_Data under study_
PR #464, opened 2023-04-16
Cone-based hit detection for underlings

seriousCoolness:
Animated melee attacks now take an attack direction and a width angle, and will use those to check to make sure the target is within the attack's cone, so that underlings cannot attack things that are behind them, and the actual area where they can attack matches closer to their animations.


src/main/java/com/mraof/minestuck/entity/ai/attack/AnimatedAttackWhenInRangeGoal.java
```diff
@@ -110,6 +117,18 @@ protected boolean withinRange(@Nonnull LivingEntity target)
...
+	{
+		Vec3 attackDirection = Vec3.directionFromRotation(0, this.entity.getVisualRotationYInDegrees() + this.attackDirectionOffset);
+		Vec3 targetDirection = this.entity.position().vectorTo(target.position()).normalize();
+		targetDirection = new Vec3(targetDirection.x, 0, targetDirection.z);
+		
+		float angleOfTargetFromConeCenter = (180.0F / 2.0F) * ((((float)attackDirection.dot(targetDirection)) * -1.0F) + 1.0F);
+		
+		return angleOfTargetFromConeCenter <= this.attackConeAngle;
+		
+	}
```
Dweblenod, line 130: The method name is pretty self descriptive(you did a good job!) but mind adding a comment to explain a little bit of the math to help anyone who might try adding new attacks?

src/main/java/com/mraof/minestuck/entity/underling/BasiliskEntity.java
```diff
@@ -72,8 +72,8 @@ public static AttributeSupplier.Builder basiliskAttributes()
 	protected void registerGoals()
 	{
 		super.registerGoals();
-		this.goalSelector.addGoal(2, new AnimatedAttackWhenInRangeGoal<>(this, TAIL_SWING_ANIMATION, 0, 3.5F, 40));
-		this.goalSelector.addGoal(2, new AnimatedAttackWhenInRangeGoal<>(this, BITE_ANIMATION, 3.5F, AnimatedAttackWhenInRangeGoal.STANDARD_MELEE_RANGE, 40));
+		this.goalSelector.addGoal(2, new AnimatedAttackWhenInRangeGoal<>(this, TAIL_SWING_ANIMATION, 0, 3.5F, 40, 180.0F, AnimatedAttackWhenInRangeGoal.STANDARD_MELEE_ARC));
+		this.goalSelector.addGoal(2, new AnimatedAttackWhenInRangeGoal<>(this, BITE_ANIMATION, 3.5F, AnimatedAttackWhenInRangeGoal.STANDARD_MELEE_RANGE, 40, 0, 45.0F));
```
Dweblenod, line 76: Ok I actually really like that you can stand on their back now without problems. However there is a (in my opinion) too generous of a region on the front half of their body when standing close to their head where they cannot hurt you at all. See about either slightly expanding the cone or range of either the bite or whip attacks to compensate

Dweblenod (commented):
Overall looks good! Added two review comments on places where I think it could use improvement, and I have one additional thought to share. The standard range and the calculations seem pretty solid, but I do find it to be an issue that the attacker will sometimes try to attack multiple times before they change their look direction due to the fact that often their look direction is locked in place by the phased animation. It results in players being able to strafe behind an enemies back and wait their while getting missed a couple times, with the animation effectively locking that enemy in place(making them an easier target without as much skill). Let me know what you think of the problem and if you do think it is one we can brainstorm a solution

src/main/java/com/mraof/minestuck/entity/underling/BasiliskEntity.java
Dweblenod: Sorry to say but I feel the issue is still there. If you walk straight up to the front of the basilisk, you can get closer than where the bite attack activates. You can continue standing inside its head/neck and while the whip animation will play, it does not injure

seriousCoolness: Why would we want the whip animation to injure you there? That doesn't seem like it would be intuitive, since it doesn't match the animation.

Dweblenod: What I mean is that overall there needs to be adjustments in order to reduce the size of the safe spot. If you dont think increasing the tail whip range/cone makes sense, you can adjust the bite range

seriousCoolness: Oh, I see the problem now. I thought you meant that you were safe when standing behind the head to the right or left, but you can also LITERALLY stand INSIDE the head and be fine, because it won't do the bite attack.

Dweblenod: Hehe yep! It would probably be a smart choice to add the cone to the canUse() method to also prevent them from repeatedly trying to attack where they cannot

seriousCoolness: Okay, now you will get damaged when standing inside the basilisk's neck, while still keeping the hit-cones mostly accurate to the attack animations. I also made the tail-swipe have a slightly wider arc, so that it isn't _too_ easy to stay in the basilisk's blind-spots.

PR #465, opened 2023-04-17
Left-hand punch attack for ogres

seriousCoolness:
My previous change where I added the cone-based attack collision left a huge hole in the Ogre's offense, since they only have a right-hand punch animation, so I've quickly made a mirrored version of the punch to allow them to not be such pushovers.


kirderf1:
Realized that this didn't get added to the changelog. @Dweblenod could you look at it?

kirderf1:
Nevermind, I'll add it myself now

PR #358, opened 2021-01-08
Convert digitals to string, then compare their size

### LINKED ISSUE #357: Several replicas don't shrink when update the size

horis233:
Fix #357


Daniel-Fan (approved):
/lgtm

PR #359, opened 2021-01-09
add storageclass in spec

horis233:
Add a common entrypoint of the storage class should be set in the common-service CR, like
```
kind: CommonService
metadata:
  name: common-service
  namespace: ibm-common-services
spec:
  storageClass: cephfs
```

bump common service version


Daniel-Fan (approved):
/lgtm

PR #365, opened 2021-01-12
update cs mapping configmap structure

horis233:
- Update the cs mapping configmap structure 
```
common-service-maps.yaml:
- requested-from-namespaces:
  - cp4iforFord
  map-to-common-service-namespace: common-service-ford
map-default: ibm-common-servies
```
- Update image digest for cs webhook


Daniel-Fan (approved):
/lgtm

PR #368, opened 2021-01-14
expose images as environmental variables

horis233:
**Let's hold this PR until the beta release**

This PR is to leverage the CICD image replace function, then we don't need to replace webhook and secretshare images manually each time.


horis233:
@Daniel-Fan @bitscuit Please review this PR. It is ready to be merged

Daniel-Fan (approved):
/lgtm

PR #370, opened 2021-01-18
switch 3.7 to v3 channel

Daniel-Fan:
1. Remove the `replace` section as it is the origin of `v3` channel.

2. Keep `olm.skipRange: '>=3.3.0 <3.7.0'` as it supports upgrading from the version smaller than `3.7.0`.

3. ~~Update the channel to `v3` for the subscription and the operator in the `opencloud-operators` CatalogSource.~~
Currently, we did not update the channel of subscription and operator in `OperandRegistry` in `beta` stage, leaving the task to CICD pipeline.

4. Did not update the version in annotation since there is no release published yet.

### DIFF
--- a/bundle/manifests/ibm-common-service-operator.clusterserviceversion.yaml
+++ b/bundle/manifests/ibm-common-service-operator.clusterserviceversion.yaml
@@ -748,5 +748,4 @@ spec:
   maturity: alpha
   provider:
     name: IBM
-  replaces: ibm-common-service-operator.v3.6.2
   version: 3.7.0
--- a/config/manifests/bases/ibm-common-service-operator.clusterserviceversion.yaml
+++ b/config/manifests/bases/ibm-common-service-operator.clusterserviceversion.yaml
@@ -550,5 +550,4 @@ spec:
   maturity: alpha
   provider:
     name: IBM
-  replaces: ibm-common-service-operator.v3.6.2
   version: 0.0.0


bundle/manifests/ibm-common-service-operator.clusterserviceversion.yaml
```diff
@@ -112,95 +112,95 @@ metadata:
         operators:
         - name: ibm-licensing-operator
           namespace: placeholder
-          channel: beta
+          channel: v3
```
horis233, line 115: @Daniel-Fan We don't need to update channels in this PR, v3 will be a release channel. I believe we still need to use the `beta` channel for the dev purpose.

horis233: I can update channels and catalogsource in another PR.

Daniel-Fan: Could I understand that we only need to update the channel to `v3` in subscription of operator owned by installer?

horis233: My concern is if we update the channel to v3, it will break the CICD daily build.
My understanding is we just remove the `replace` in the CSV and leave the channel updating works to CICD when they build catalog.

Daniel-Fan: @horis233 Please review again, we only remove the `replace` section and keep `olm.skipRange: '>=3.3.0 <3.7.0'`

horis233 (approved):
/lgtm

PR #377, opened 2021-01-23
add event to remind no update although CR changed

Daniel-Fan:
Working in testing

Is there any advice on the logic, the current method looks complicated and unclear

### DIFF
--- a/controllers/commonservice_controller.go
+++ b/controllers/commonservice_controller.go
@@ -18,10 +18,13 @@ package controllers
 
 import (
 	"context"
+	"fmt"
 
+	corev1 "k8s.io/api/core/v1"
 	"k8s.io/apimachinery/pkg/api/errors"
 	"k8s.io/apimachinery/pkg/runtime"
 	"k8s.io/apimachinery/pkg/types"
+	"k8s.io/client-go/tools/record"
 	"k8s.io/klog"
 	ctrl "sigs.k8s.io/controller-runtime"
 	"sigs.k8s.io/controller-runtime/pkg/builder"
@@ -40,7 +43,8 @@ type CommonServiceReconciler struct {
 	client.Reader
 	*deploy.Manager
 	*bootstrap.Bootstrap
-	Scheme *runtime.Scheme
+	Scheme   *runtime.Scheme
+	Recorder record.EventRecorder
 }
 
 const (
@@ -64,6 +68,7 @@ func (r *CommonServiceReconciler) Reconcile(req ctrl.Request) (ctrl.Result, erro
 			if err := r.handleDelete(); err != nil {
 				return ctrl.Result{}, err
 			}
+			klog.Info("Deleted reconciling CommonService CR successfully")
 		}
 		return ctrl.Result{}, client.IgnoreNotFound(err)
 	}
@@ -117,12 +122,18 @@ func (r *CommonServiceReconciler) ReconcileMasterCR(instance *apiv3.CommonServic
 		return ctrl.Result{}, client.IgnoreNotFound(err)
 	}
 
-	if err := r.updateOperandConfig(newConfigs); err != nil {
+	isEqual, err := r.updateOperandConfig(newConfigs)
+	if err != nil {
 		if err := r.updatePhase(instance, CRFailed); err != nil {
 			klog.Error(err)
 		}
 		klog.Errorf("Fail to reconcile %s/%s: %v", instance.Namespace, instance.Name, err)
 		return ctrl.Result{}, err
+	}
+
+	// Create Event if there is no update in OperandConfig after applying current CR
+	if isEqual {
+		r.Recorder.Event(instance, corev1.EventTypeNormal, "Noeffect", fmt.Sprintf("No update, resource sizings in the OperandConfig %s/%s are larger than the profile from CommonService CR %s/%s", r.Bootstrap.MasterNamespace, "common-service", instance.Namespace, instance.Name))
 	}
 
 	if err := r.updatePhase(instance, CRSucceeded); err != nil {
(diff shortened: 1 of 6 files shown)


Daniel-Fan:
Get a blocker at fetching the `ibm-common-service-operator` pod

usually we will use `Client.Get()` to get the resource, for example
```
csPodName := ibm-common-service-operator
r.Bootstrap.MasterNamespace := ibm-common-services

csPod := &corev1.Pod{}
	if err := r.Client.Get(ctx, types.NamespacedName{Name: csPodName, Namespace: r.Bootstrap.MasterNamespace}, csPod); err != nil {
		klog.Errorf("Fail to get pod %s/%s: %v", r.Bootstrap.MasterNamespace, csPodName, err)
		return ctrl.Result{}, err
	}
```
We can't get the pod since the name of pod is `ibm-common-service-operator-b69776c9b-sdzdq` with arbitrary suffix.

Any help will be greatful : )

horis233:
@Daniel-Fan Why do we need to get the ibm common service operator pod?

Daniel-Fan:
@horis233 
I thought we should create the event to the IBM-common-service-operator pod once there is no update. But it will be much easier if we choose to have the event in the instance of CommonService CR.

controllers/commonservice_controller.go
```diff
@@ -117,14 +124,19 @@ func (r *CommonServiceReconciler) ReconcileMasterCR(instance *apiv3.CommonServic
...
+	if err != nil {
 		if err := r.updatePhase(instance, CRFailed); err != nil {
 			klog.Error(err)
 		}
 		klog.Errorf("Fail to reconcile %s/%s: %v", instance.Namespace, instance.Name, err)
 		return ctrl.Result{}, err
 	}
 
+	if !isChanged {
+		r.Recorder.Event(instance, "Normal", "Noeffect", fmt.Sprintf("No update, existing CommonService CR has larger profile %s/%s", instance.Namespace, instance.Name))
```
horis233, line 137: This message is not very clear to me.
I assume it should be "No update, resource sizings in the OperandConfig %s/%s are larger than the profile from CommonService CR %s/%s"

horis233:
@Daniel-Fan 
> I thought we should create the event to the IBM-common-service-operator pod once there is no update. But it will be much easier if we choose to have the event in the instance of CommonService CR.

No, we just need to update the event for the CommonService CR instead of the operator pod. The operator can only add events to the resource it manages. The pod is managed by k8s development controller. We shouldn't append events for it.

controllers/operandconfig.go
```diff
@@ -241,29 +250,30 @@ func (r *CommonServiceReconciler) updateOperandConfig(newConfigs []interface{})
...
+		return false, err
 	}
 
 	opcon.Object["spec"].(map[string]interface{})["services"] = opconServices
 
 	if err := r.Update(ctx, opcon); err != nil {
 		klog.Errorf("failed to update OperandConfig %s: %v", opconKey.String(), err)
-		return err
+		return false, err
 	}
```
horis233, line 275: I believe we can add the event here instead of in the reconcile functions.

controllers/operandconfig.go
```diff
@@ -241,29 +250,30 @@ func (r *CommonServiceReconciler) updateOperandConfig(newConfigs []interface{})
...
 
 	// Checking all the common service CRs to get the minimal size
-	opconServices, err = r.getMinimalSizes(opconServices, ruleSlice)
+	opconServices, _, err = r.getMinimalSizes(opconServices, ruleSlice)
 	if err != nil {
-		return err
+		return false, err
 	}
 
 	opcon.Object["spec"].(map[string]interface{})["services"] = opconServices
```
horis233, line 269: @Daniel-Fan Could we just make a comparison here? if the services don't change then report an event. Then we don't need to pass the ischange button up.

controllers/operandconfig.go
```diff
@@ -241,29 +250,30 @@ func (r *CommonServiceReconciler) updateOperandConfig(newConfigs []interface{})
 			}
 			if rules != nil && rules.(map[string]interface{})["spec"] != nil && rules.(map[string]interface{})["spec"].(map[string]interface{})[cr] != nil {
 				ruleForCR := rules.(map[string]interface{})["spec"].(map[string]interface{})[cr].(map[string]interface{})
-				opService.(map[string]interface{})["spec"].(map[string]interface{})[cr] = mergeCRsIntoOperandConfig(spec.(map[string]interface{}), newConfigForCR, ruleForCR, overwrite)
+				opService.(map[string]interface{})["spec"].(map[string]interface{})[cr], isChangedWithRules = mergeCRsIntoOperandConfig(spec.(map[string]interface{}), newConfigForCR, ruleForCR, overwrite)
 			} else {
 				if overwrite {
```
bitscuit, line 255: does this overwrite variable represent whether OperandConfig values should be overwritten? If so, can we not just return this variable to indicate whether there have been updates?

bitscuit:
Will need to generalize this a bit more for when storageClass changes are merged in

Daniel-Fan:
Yeah, I will rewrite the code to adopt the addition of storage class

controllers/operandconfig.go
Daniel-Fan: The `r.Recorder.Event` will require instance of  `apiv3.CommonService`.

If we add event in `operandconfig.go`, should we pass the instance as the parameter into the `updateOperandConfig` function

controllers/operandconfig.go
Daniel-Fan: The simple DeepCopy and DeepEqual did not work in this case.

Will try a loop to iterate the `opconServices` for the comparison.

controllers/operandconfig.go
```diff
@@ -260,17 +263,30 @@ func (r *CommonServiceReconciler) updateOperandConfig(newConfigs []interface{})
...
+	isEqual := true
+
+	for _, opService := range opconServices {
+		existingOpService := getItemByName(existingOpconServices.([]interface{}), opService.(map[string]interface{})["name"].(string))
+		for cr, spec := range opService.(map[string]interface{})["spec"].(map[string]interface{}) {
+			existingCr := existingOpService.(map[string]interface{})["spec"].(map[string]interface{})[cr].(map[string]interface{})
+			if isEqual = reflect.DeepEqual(spec, existingCr); !isEqual {
+				break
+			}
+		}
```
Daniel-Fan, line 279: @horis233 
After do a `DeepEqual` for each individual CR's spec, it could correctly handle the size switch between large and medium. Also it is working fine when customizing the sizes of individual CRs.

But once the small profile is involved, the `isEqual` will always be `false`.

horis233: Interesting...

Daniel-Fan:
@horis233 @bitscuit 
This PR is ready for reviewing.

horis233 (approved):
/lgtm

PR #379, opened 2021-01-25
added storageClass to CRD

bitscuit:
Needed to generalize `mergeChangedMap` function to handle values which were not resource values, and handle cases where user explicitly sets value to null.

### DIFF
--- a/controllers/operandconfig.go
+++ b/controllers/operandconfig.go
@@ -141,8 +141,18 @@ func mergeChangedMap(key string, defaultMap interface{}, changedMap interface{},
 			//Check if the value was set, otherwise set it
 			if changedMap == nil {
 				finalMap[key] = defaultMap
+			} else if defaultMap == nil {
+				// need to handle case where user explicitly set value to null
+				finalMap[key] = changedMap
 			} else {
-				finalMap[key], _ = rules.ResourceComparison(defaultMap, changedMap)
+				comparableKeys := []string{"replicas", "cpu", "memory"}
+				for _, comparable := range comparableKeys {
+					if key == comparable {
+						finalMap[key], _ = rules.ResourceComparison(defaultMap, changedMap)
+					} else {
+						finalMap[key] = changedMap
+					}
+				}
 			}
 		}
 	}
--- a/controllers/operandconfig.go
+++ b/controllers/operandconfig.go
@@ -141,9 +141,6 @@ func mergeChangedMap(key string, defaultMap interface{}, changedMap interface{},
 			//Check if the value was set, otherwise set it
 			if changedMap == nil {
 				finalMap[key] = defaultMap
-			} else if defaultMap == nil {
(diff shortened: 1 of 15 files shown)


controllers/operandconfig.go
```diff
@@ -141,8 +141,18 @@ func mergeChangedMap(key string, defaultMap interface{}, changedMap interface{},
 			//Check if the value was set, otherwise set it
 			if changedMap == nil {
 				finalMap[key] = defaultMap
+			} else if defaultMap == nil {
+				// need to handle case where user explicitly set value to null
+				finalMap[key] = changedMap
```
horis233, line 146: @bitscuit Could you explain why this is required?

From my understanding, finalMap[key] is always equal to changedMap.

bitscuit: good catch. Will remove it. It was there initially to solve an issue, but the comparable key check solves it as well.

bitscuit:
Added missing elastic-stack-operator configuration.

controllers/operandconfig.go
```diff
@@ -142,7 +142,14 @@ func mergeChangedMap(key string, defaultMap interface{}, changedMap interface{},
 			if changedMap == nil {
 				finalMap[key] = defaultMap
 			} else {
-				finalMap[key], _ = rules.ResourceComparison(defaultMap, changedMap)
+				comparableKeys := []string{"replicas", "cpu", "memory"}
+				for _, comparable := range comparableKeys {
```
bitscuit, line 146: not sure if we want to do the comparable key check like this. If we add more configurations in the future, and squads determine they can be changed after deployment, then comparing this way will not scale well.

horis233:
> Added missing elastic-stack-operator configuration.

elastic-stack-operator has been deprecated, we don't need to add it.

controllers/operandconfig.go
horis233: I think we can add the comparable key check since the ResourceComparison is for resource size comparison.

bitscuit: right, but I mean in the future, if we add any more configurations, e.g. maybe operators include a new `healthcheck-interval` configuration that is the number of seconds between pinging a health check endpoint, and we want to add this to CS CR as well, then this new variable could be comparable (maybe we want to take the lowest value).

The way this code is checking for comparable keys won't scale very well if we add more configurations like this in the future. We would also need to keep updating the list every time. Should we consider this? Or is looping over a list of keys good enough?

horis233: I think we keep them for now. The price to maintain the list is not high for us. 
Considering the case you list, we need to update the ResourceConparison function anyway without the comparable keys.

Daniel-Fan (approved):
@horis233 
I have OK with the PR. Could you please review it again?

horis233 (approved):
/lgtm

PR #384, opened 2021-01-27
add script for moving to ibm-catalogsource

Daniel-Fan:
To use the script in beta stage, we need to replace `ibm-operator-catalog` by dev catalogsource `opencloud-operators`

```
oc patch sub ${cssub} -n ${ns} --type="json" -p '[{"op": "replace", "path":"/spec/source", "value":"ibm-operator-catalog"}]' 2> /dev/null
```

### DIFF
--- a/common/scripts/migrate-to-ibm-catalog.sh
+++ b/common/scripts/migrate-to-ibm-catalog.sh
@@ -1,0 +1,92 @@
+#!/bin/bash
+#
+# Copyright 2021 IBM Corporation
+#
+# Licensed under the Apache License, Version 2.0 (the "License");
+# you may not use this file except in compliance with the License.
+# You may obtain a copy of the License at
+#
+# http://www.apache.org/licenses/LICENSE-2.0
+#
+# Unless required by applicable law or agreed to in writing, software
+# distributed under the License is distributed on an "AS IS" BASIS,
+# WITHOUT WARRANTIES OR CONDITIONS OF ANY KIND, either express or implied.
+# See the License for the specific language governing permissions and
+# limitations under the License.
+#
+
+# counter to keep track of installation steps
+STEP=0
+
+# script base directory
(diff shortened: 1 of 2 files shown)


common/scripts/utils.sh
```diff
@@ -0,0 +1,51 @@
...
+function error() {
+    msg "\33[31m[✘] ${1}\33[0m"
+    exit 1
+}
+
+function title() {
+    msg "\33[34m# ${1}\33[0m"
+}
+
+function check_command() {
```
bitscuit, line 43: this function isn't being used anywhere

common/scripts/migrate-to-ibm-catalog.sh
```diff
@@ -0,0 +1,98 @@
...
+
+    title "[${STEP}] Switch to IBM Operator Catalog Source ..."
+    msg "-----------------------------------------------------------------------"
+
+    declare -A cssubs
+    while read -r ns cssub; do
+        cssubs["$ns"]="$cssub";
+    done < <(oc get sub --all-namespaces | grep ibm-common-service-operator | awk '{print $1" "$2}')
+
+    for ns in "${!cssubs[@]}"; do
```
bitscuit, line 74: can't this for loop be removed, and then patching steps be done in the while loop?

common/scripts/utils.sh
Daniel-Fan: Nice catch, I will remove it.

common/scripts/migrate-to-ibm-catalog.sh
Daniel-Fan: Yeah, it makes sense! And after removing the for loop, we don't even need to declare the array.

Daniel-Fan:
Update the script, removing the redundant loop and function.

bitscuit (approved):
/lgtm

PR #389, opened 2021-02-02
create secretshare CR

horis233:


controllers/bootstrap/init.go
```diff
@@ -420,6 +421,33 @@ func (b *Bootstrap) CreateNsScopeConfigmap() error {
 	return nil
 }
 
+// CreateNsScopeConfigmap creates nss configmap for operators
```
bitscuit, line 424: comment does not match function name nor purpose

horis233: Nice catch!

horis233: It is updated

bitscuit (approved):
/lgtm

_Prompt_
From the material above, please return each line containing "bases".

_The answer_
--- a/config/manifests/bases/ibm-common-service-operator.clusterserviceversion.yaml
+++ b/config/manifests/bases/ibm-common-service-operator.clusterserviceversion.yaml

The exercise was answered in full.